Tissue microarrays (also TMAs) consist of paraffin blocks in which up to 1000 separate tissue cores are assembled in array fashion to allow multiplex histological analysis.

==History==
The major limitations in molecular clinical analysis of tissues include the cumbersome nature of procedures, limited availability of diagnostic reagents and limited patient sample size. The technique of tissue microarray was developed to address these issues.
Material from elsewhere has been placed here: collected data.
PR #6752, opened 2023-06-12
[FAX Queue] - correct german translations

AndyX90:
The current translations are a bit unusual.


markjcrane:
Thanks for improving the German translations

PR #6758, opened 2023-06-20
Provisioning per vendor

frytimo:
Move setting for phone vendors to their own default settings category so provisioning section is more focused on global provisioning settings.


markjcrane:
I don't like this approach. Because it isn't concise and doesn't seem clean. A concise and simple category example would be yealink or provision.

I don't like this naming convention of yealink_provision either as noted last night. Many of the categories in FusionPBX match the application they come from. So that would mean that the settings for app/yealink belong in category yealink. In this case they are added to category provision because they are for provisioning the device. I know the list can get longer so default setting we could add a app_uuid and filter by that. Or the provision settings could get added to the yealink, polycom, snom, htek and other categories with another field that indicates its for another purpose such as provision settings.

PR #6763, opened 2023-06-27
Updated Snom D717 template for setting the Smartlabel display mode

mgajjar19:
By Default, Snom D717 has the smartlabel display mode set to "short". Snom D717 has an issue where for short labels it doesn't take the label that we configure in devices. Instead, it tries to look for the value in the system and if it doesn't find a contact or extension associated, it will just show the number itself.


markjcrane:
Sign up as a contributor and your pull request will be accepted.

PR #6767, opened 2023-06-30
Random password function

frytimo:
Create random password using given string as random_bytes will offer bytes instead of characters


frytimo:
generate_password function already exists.

PR #6773, opened 2023-07-13
Add the / character to the ALLOWED_CHARS

jacobbuscher-bt:
Add the / character to the ALLOWED_CHARS variable to fix bug with front slashes being stripped.

Previously was turning /var/lib/freeswitch into varlibfreeswitch


markjcrane:
Good point.

Can you sign up as a contributor here.

Might be unnecessary for your current pull request but would be great for future ones. After you do that I'll accept your pull request.

PR #6777, opened 2023-07-20
Update {$mac}.xml

LEMTEL-krooney:
Modify firmware upgrade xml settings so the device will actually pull firmware from server


markjcrane:
This was done in this pull request.
- https://github.com/fusionpbx/fusionpbx/pull/6778

PR #6782, opened 2023-08-02
Finalize changing origination_callee_id_name from destination_number to caller_destination in domain_variables and variables dialplan.

jacobbuscher-bt:
Finalize changing origination_callee_id_name from destination_number to caller_destination in domain_variables and variables dialplan.

This makes it so calling between two tenants in the same FusionPBX instance doesn't leak internal extension information.


markjcrane:
Why not just get rid of origination_callee_id_name?

jacobbuscher-bt:
If you remove **origination_callee_id_name** then all internal calls between two extensions on the same tenant will display as "Outbound Call".

With origination_callee_id_name set to caller_destination internal calls within a tenant, calls between tenants on the same Fusion instance, and outbound calls display properly.

PR #6784, opened 2023-08-08
Fix time conditions using 'minute-of-day' switching 1 minute early

jacobbuscher-bt:
Fix time conditions using 'minute-of-day' switching 1 minute early.

We are augmenting the value saved based on what select option is selected.

12:00 AM - 11:59 PM will now serialize as 1-1439 as expected 11:59 PM - 11:59 PM will now serialize as 1440-1439 which is unexpected behavior due to freeswitch's 'wrap around' behavior but acceptable.


markjcrane:
Additional information from FreeSWITCH documentation. Important to realize number starts with 1 instead and not 0.
minute-of-day  1-1440  minute of the day (midnight = 1, 1am = 60, noon = 720, etc)

PR #6791, opened 2023-08-17
[4.4] Make intercept feature more fault tolerant

daniel-lucio:
Same as #6788

### DIFF
--- a/resources/install/scripts/intercept.lua
+++ b/resources/install/scripts/intercept.lua
@@ -287,7 +287,7 @@
 			end
 			sql = sql .. ") ";
 			sql = sql .. "AND call_uuid IS NOT NULL ";
-			sql = sql .. "LIMIT 1 ";
+			sql = sql .. "ORDER BY created_epoch DESC LIMIT 1 ";
 			if (debug["sql"]) then
 				log.noticef("SQL: %s; params: %s", sql, json.encode(params));
 			end


markjcrane:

Multi-tissue blocks were first introduced by H. Battifora in 1986 with his so-called "multitumor (sausage) tissue block" and modified in 1990 with its improvement, "the checkerboard tissue block" . In 1998, J. Kononen and collaborators developed the current technique, which uses a novel sampling approach to produce tissues of regular size and shape that can be more densely and precisely arrayed.

==Procedure==
In the tissue microarray technique, a hollow needle is used to remove tissue cores as small as 0.6 mm in diameter from regions of interest in paraffin-embedded tissues such as clinical biopsies or tumor samples. These tissue cores are then inserted in a recipient paraffin block in a precisely spaced, array pattern. Sections from this block are cut using a microtome, mounted on a microscope slide and then analyzed by any method of standard histological analysis. Each microarray block can be cut into 100 – 500 sections, which can be subjected to independent tests. Tests commonly employed in tissue microarray include immunohistochemistry, and fluorescent in situ hybridization. Tissue microarrays are particularly useful in analysis of cancer samples.

One variation is a Frozen tissue array.

== Use in research ==

The use of tissue microarrays in combination with immunohistochemistry has been a preferred method to study and validate cancer biomarkers in various defined cancer patient cohorts. The possibility to assemble a large number of representative cancer samples from a defined patient cohort that also has a corresponding clinical database, provides a powerful resource to study how different protein expression patterns correlate with different clinical parameters. Since patient samples are assembled into the same block, sections can be stained with the same protocol to avoid experimental variability and technical artefacts. Clinical cancer patient cohorts and corresponding tissue microarray sets have been used to study diagnostic, prognostic and treatment predictive cancer biomarkers in most forms of cancer, including lung, breast, colorectal and renal cell cancer.

Immunohistochemistry combined with tissue microarrays has also been used with success in large scale efforts to create a map of protein expression on a more global scale.